The power of an RDSP

Jan 22, 2020 | Travis Stringer


If you or a loved-one has a disability, an RDSP could be the perfect strategy to ensure future financial security

The Registered Disability Savings Plan, or RDSP, is a long-term savings plan designed to help Canadians with disabilities and their families save for the future. If you or your child qualify for the Disability Tax Credit (DTC), you should probably consider opening an RDSP. The RDSP is basically designed to provide the equivalent of a pension plan that will begin at age 60.

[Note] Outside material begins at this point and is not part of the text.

PR #657, opened 2020-05-14
FOLIO-2563: Cancel long running queries

MikhailFokanov:


domain-models-runtime/src/main/java/org/folio/rest/persist/PgUtil.java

Depending on your income, you could receive an annual grant of up to $3500 and a bond of $1000 with a $1500 contribution to the plan. your grant and bond entitlements carry forward to future years, so if you were eligible for the DTC in previous years but have not opened an RDSP, you may receive grant and/or bond from those previous years. You can put as much money as you want into the plan in any given year, but the lifetime maximum contribution amount is $200,000. The maximum grant you can receive is $70,000 and the maximum bond is $20,000. In other words, assuming you qualify for the maximum grant and bond, if you contribute $1500 per year to the plan for 20 years, you would have $120,000 in the plan before any investment returns. Investments within an RDSP grow tax-free.

Contributions made to the plan will attract grant until the end of the year in which the beneficiary turns 49, and withdrawals cannot begin until ten years after the government makes its last deposit to the plan.